Читаем Бернард Шоу полностью

«Двух мастеров я видал: Моррис печатал сей труд,

Другой, великий Роден, в глину меня заковал.

Книгу Родену дарю. Росчерк мой, правда, груб —

Святого труда монолит, тленный, я лишь замарал».

Точную руку Родена Шоу весьма высоко ценил. Если говорили, что его бюст работы Родена не похож на свой оригинал, Шоу неизменно возражал: «Я именно такой и есть. Все другие бюсты — тоже я, но в разных ролях».

Книга Чосера хранится сейчас в Роденовском музее в Париже. Мраморный бюст работы Родена стоит в Дублинской муниципальной галерее, бронзовый — в доме Шоу. Здесь же мраморный бюст работы Штробла и статуэтка Трубецкого. Первый бюст, который сделал Трубецкой, сейчас в Нью-Йорке, в фойе театра «Гилд», второй — в галерее Тейта. Скульптура в рост, представляющая Шоу-оратора, где-то затерялась: ни я, ни Шоу не смогли нащупать, где она припрятана.

Роден был не единственным французом, кто не слышал даже имени Шоу; запоздалое признание Шоу во Франции словно подтверждает справедливость слов драматурга: в художественном отношении Франция отстает на полвека. Однажды Шоу встретил в Сикстинской капелле Анатоля Франса. Они взгромоздились на леса, похожие на Вавилонскую башню с полотна старой школы. Сооружение поддерживало зашаливший потолок Микеланджело. При ближайшем рассмотрении Шоу и Франс отметили, что фрески выполнены так же тщательно, что и гипсовые барельефы. Анатоль Франс забрался ка рабочий верстак и произнес заранее заготовленную речь, где — как полагается — сказал самые обязательные вещи о железкой руке Анджело, его пламенном сердце и о многом другом в этом же роде, а в заключение процитировал из Теофиля Готье. Шоу недоумевал: под взглядом дельфийской сивиллы человек может думать о Готье! Да как его еще земля носит, как терпит его на себе Вавилонская башня, наконец? Преодолев опасный спуск, Анатоль Франс обернулся к Шоу (он знал только, что это «некий сударь», имени не разобрал) и, извинившись, спросил, с кем имеет честь. «С таким же гением, как вы», — последовал ответ. Французу такие речи говорят только о дурном вкусе, и потрясенный Франс пожал плечами: «Quand on est courtisane on a le droit de s’apoeler marchande de plaisir» [142].

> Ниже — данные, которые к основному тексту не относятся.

PR #683, opened 2020-08-17
Rewrite project/dependency loader

### LINKED ISSUE #497: ProjectLoadException when setting up elm.json
I have a running project on machine A. Then I open it on machine B, files are synced using git. elm-plugin asks me to set up my toolchain and elm.json. The former works, the latter produces the error in the screenshot.

image

For machine readability: The text is:
`Failed to attach Elm project`
`org.elm.workspace.ProjectLoadException: Could not find file /home/$USER/.elm/0.19.0/package/elm/http/2.0.0/elm.json. Is the package installed?`
(I replaced my username with $USER of course).

This error happened to me on multiple occasions, another one being loading an elm.json that is not in the uppermost directory of the project or when the sources are misplaced respectively. It pops up both on machines A and B, so I presume it is not an issue of a certain installation.
I can not figure out a workaround at this point, which is a great bummer in an otherwise great plugin.

### LINKED ISSUE #669: Unknown types for imported libraries
For some reason *some* libraries do not show the value for the final return type.

image

image

I'm happy to provide any further information you need to help debug this issue.

### LINKED ISSUE #681: Application package dependencies versions are not resolved correctly
When attempting to load the project found in [this example repo](https://github.com/vtsatskin/intellij-elm-package-bug), intellij-elm shows the following error:

Screen Shot 2020-08-14 at 4 09 42 PM

`elm make` succeeds on this project, despite the error reported by intellij-elm. I've also tried loading this project in VS Code with the elm plugin and it also worked.

Looking closely at the error message, it shows that **elm-lang**/html could not be loaded, which is odd because we would expect **elm**/html to be loaded instead, based on the project's `elm.json`. After doing some debugging on the plugin itself, I've found the issue lies in how package versions are resolved within the plugin. `kalutheo/elm-ui-explorer v8.0.0` relies on `1602/elm-feather`, which is specified by the constraint `1.0.0 <= v < 2.3.5`. So in the following code, the earliest possible version number is used (1.0.0) instead of the version being used by the application (2.3.4) as specified in the `elm.json`. 

https://github.com/klazuka/intellij-elm/blob/d37b8edce008fad409002e170cfb34d9b0295f10/src/main/kotlin/org/elm/workspace/ElmProject.kt#L260

In this specific case, we could change the `min()` to `max()` and resolve the issue. However, choosing neither the minimum or maximum version would be correct in this example because the exact version specified by the project's `elm.json` should be used as it could be any version within the constraint.

At some point in the `1602/elm-feather`'s history the package names changed which caused this issue. While the issue could be resolved by constraining the versions of `1602/elm-feather` used by `kalutheo/elm-ui-explorer`, this still doesn't address the root of the issue where the wrong version of the root project's indirect dependencies were used.

klazuka:
One of the most important things in this plugin is the logic for reading an `elm.json` file and determining the layout of source directories, the location of dependencies, and which modules are visible for a given scope. This is relatively easy to do for Elm applications because the `elm.json` file contains the concrete version numbers of each dependency, direct and indirect, whereas package projects only list _constraints_ on versions.

Early on in the project I punted on properly resolving "package project" constraints because I was hopeful that the Elm compiler would eventually be able to export information about how it resolved the constraints. That never happened, and I never got around to doing it myself.

But as it turns out, there was a deep bug in my code even for application projects which resulted in the plugin potentially using the wrong version of a package.

This PR does several things:
1. fixes the bug that caused application projects to sometimes use the wrong version of a dependency
2. implements constraint-based version resolution for package projects
3. cleans-up the code to make it easier to understand
4. gets rid of some lame hacks related to how integration tests load `elm.json` files
5. fixes go-to-declaration for indirect dependencies

Fixes #669 
Fixes #681
Fixes #497

### DIFF
--- a/src/main/kotlin/org/elm/lang/core/lookup/ElmLookup.kt
+++ b/src/main/kotlin/org/elm/lang/core/lookup/ElmLookup.kt
@@ -130,7 +130,7 @@ private fun buildSearchScope(includeTests: Boolean, p: ElmProject, intellijProje
      *        you must take that into account when retrieving the cached value.
      */
     val (srcDirPaths, dependencies) = when {
-        includeTests -> p.allSourceDirs to p.allResolvedDependencies
+        includeTests -> p.allSourceDirs to p.allDirectDeps
         else -> p.absoluteSourceDirectories.asSequence() to p.dependencies.asSequence()
     }
 
--- a/src/main/kotlin/org/elm/lang/core/lookup/ElmLookup.kt
+++ b/src/main/kotlin/org/elm/lang/core/lookup/ElmLookup.kt
@@ -11,8 +11,8 @@ import com.intellij.psi.util.CachedValueProvider
 import com.intellij.psi.util.CachedValuesManager
 import org.elm.lang.core.psi.ElmFile
 import org.elm.lang.core.psi.ElmNamedElement
-import org.elm.lang.core.stubs.index.ElmNamedElementIndex
 import org.elm.lang.core.psi.moduleName
+import org.elm.lang.core.stubs.index.ElmNamedElementIndex
 import org.elm.openapiext.findFileByPathTestAware
 import org.elm.workspace.ElmPackageProject
 import org.elm.workspace.ElmProject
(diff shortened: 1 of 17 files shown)


cmditch:
Yay! Thank you so much for all the time you put into this excellent tool.

vtsatskin:
Thanks so much @klazuka for how quickly you made this changes. I'll be using the latest build in my day-to-day programming so I'll let you know if there are any bugs from this change.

Несколько лет спустя Фабианское общество устроило вечер в честь Анатоля Франса. Председательствовал Шоу, выступивший с похвальным словом Франсу. В самом патетическом месте растроганный Франс вскочил со стула, обнял Шоу и облобызал его. Нетрудно представить, с какой скандальной радостью приняли эту сцену фабианцы. Шоу, пожалуй, расквитался с Франсом за Сикстинскую капеллу.

Греческий и латынь Шоу знал плохо, как и Шекспир. В школе разве чему-нибудь научат? Он говорил бегло только на родном языке, но умел объясниться (и довольно свободно читал) по-французски. В Италии и Испании он разбирал в местных газетах новости, кое-что смыслил и в немецком. Случалось, ему помогала осведомленность в музыке. Однажды члены Союза работников искусства, благодаря которому Шоу не раз выезжал за границу, обедали в миланском кафе. Путешественники решили расплатиться каждый за себя, но скудные познания в итальянском не давали им возможности довести свое решение до сведения официанта.

Обратились за помощью к Шоу. Он глубоко задумался и вдруг вспомнил строку из «Гугенотов» Мейербера: «Ciascun per se, per tutti il ciel» («Каждый за себя, один бог — за всех»). «Ciascun per se», — небрежно объяснил он официанту. «Si, si, signore», — закивал тот головой. Отныне Шоу будет слыть знатоком итальянского.

Скандинавских и славянских языков Шоу себе просто не представлял. Приехав в Стокгольм, он воспользовался случаем и навестил Августа Стриндберга: он хлопотал о том, чтобы Стриндберг назначил переводчиком своих пьес в Англии Уильяма Арчера.

— Арчер мне не симпатизирует, — возражал Стриндберг.

— Ибсену он тоже не симпатизировал, — упирался Шоу, — а все равно не удержался и перевел. Перед поэзией Арчер не устоит, изменит самому себе.

В письме к Арчеру Шоу дословно передал свой разговор со Стриндбергом, который продолжался следующим образом: «Август С. растерянно отмалчивался и посылал бледные улыбки, а Джи-Би-Эс впадал в истерическое красноречие, мешая без разбору французские и немецкие слова. Затем Стриндберг достал часы и объявил по-немецки: «В два часа у меня бывает припадок». Гости вняли деликатному намеку и раскланялись».